When you launch your analysis to Grid, it's important to realize that some methods of your analysis task are called on your laptop when you execute your steering macro, whereas other methods are only called on the Grid nodes. The execution on Grid is what we call runtime
.
Looking at the functions of our analysis task, we can e.g. say that
// constructor: called locally
AliAnalysisMyTask(const char*);
// function called once at RUNTIME
virtual void UserCreateOutputObjects();
// functions for each event at RUNTIME
virtual void UserExec(Option_t*);
It makes no sense to make data members that are initialized at runtime persistent. Therefore, as a rule-of-thumb, for all your output histograms, use the flag for non-persistence, i.e.

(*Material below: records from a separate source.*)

PR #97243, opened 2026-08-28
fix(curator): prevent overlapping review passes

chandlerm923:
## What does this PR do?

Prevents multiple curator review passes from running concurrently for the same Hermes profile.

Scheduled and manual curator runs could overlap before curator state was updated, causing duplicate LLM work and concurrent skill mutations. This change adds a profile-scoped, non-blocking file lock that remains held for the entire review pass, including background execution.

A concurrent invocation now exits cleanly without entering the review.

## Type of Change

- [x] Bug fix

## Changes Made

- Add cross-process curator locking using `fcntl` on POSIX and `msvcrt` on Windows
- Hold the lock until the background review thread finishes
- Release the lock on both successful and exceptional exits
- Report concurrent manual runs clearly in the CLI
- Add unit, CLI, and real two-process E2E coverage

No dependencies, configuration keys, or environment variables were added.

## How to Test

```bash
python -m pytest tests/agent/test_curator.py tests/agent/test_curator_backup.py tests/hermes_cli/test_curator_run.py tests/e2e/test_curator_single_flight.py -q
```

### DIFF
--- a/agent/curator.py
+++ b/agent/curator.py
@@ -21,6 +21,7 @@ Strict invariants:
 
 from __future__ import annotations
 
+import errno
 import json
 import logging
 import os
@@ -35,6 +36,16 @@ from tools import skill_usage
 from utils import atomic_json_write
 
 logger = logging.getLogger(__name__)
+
+try:  # pragma: no cover - platform-dependent import
+    import fcntl
+except ImportError:  # pragma: no cover - Windows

TH1F* fHistPt; //! pt histo
If you develop your code, the layout of persistent members of your class probably changes, i.e.
class Polygon
{
private:
int width;
}
which would take up 4 bytes, could change to
class Polygon
{
private:
int width, height;
}
which would take up 8 bytes when written to disk. The ClassDef value of your class bookkeeps this evolution for ROOT and avoids compatibility problems such as
`The StreamerInfo of class AliAnalysisTaskMyTask
has the same version (=1) as the active class but a
different checksum. Do not try to write, ...,
the files will not be readable.'
If you commit your code to AliPhysics (or AliROOT), you should make sure to increment the ClassDef value when you change the list of persistent members, i.e. if we have a class
class SomeClass : public TObject {
private:
Int_t fAbsEta; // min eta value
...
ClassDef(SomeClass, 1);
and we add a persistent member, we have to increment to ClassDef value
class SomeClass : public TObject {
private:
Int_t fMinEta; // min eta value
Int_t fMaxEta; // max eta value
...
ClassDef(SomeClass, 2);
If the list of non-persistent members changes, e.g. when we change
class SomeClass : public TObject {
private:
Int_t fAbsEta; //! min eta value
...
ClassDef(SomeClass, 1);
into
class SomeClass : public TObject {
private:
Int_t fMinEta; //! min eta value
Int_t fMaxEta; //! max eta value
...
ClassDef(SomeClass, 1);
we do not have to increment the ClassDef value, because the streamer definition of the class does not change.